What you should do
Collect every line of the records below that contains the word "opened".

[Saved entries]
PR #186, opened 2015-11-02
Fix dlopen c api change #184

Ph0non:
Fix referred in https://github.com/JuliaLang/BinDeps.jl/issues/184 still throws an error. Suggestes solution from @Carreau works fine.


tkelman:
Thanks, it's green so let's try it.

==

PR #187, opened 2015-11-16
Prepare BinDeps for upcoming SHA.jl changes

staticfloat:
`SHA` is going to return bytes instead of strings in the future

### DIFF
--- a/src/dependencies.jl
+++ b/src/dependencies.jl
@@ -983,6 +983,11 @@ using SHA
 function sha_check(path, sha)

Answer box
PR #186, opened 2015-11-02
PR #187, opened 2015-11-16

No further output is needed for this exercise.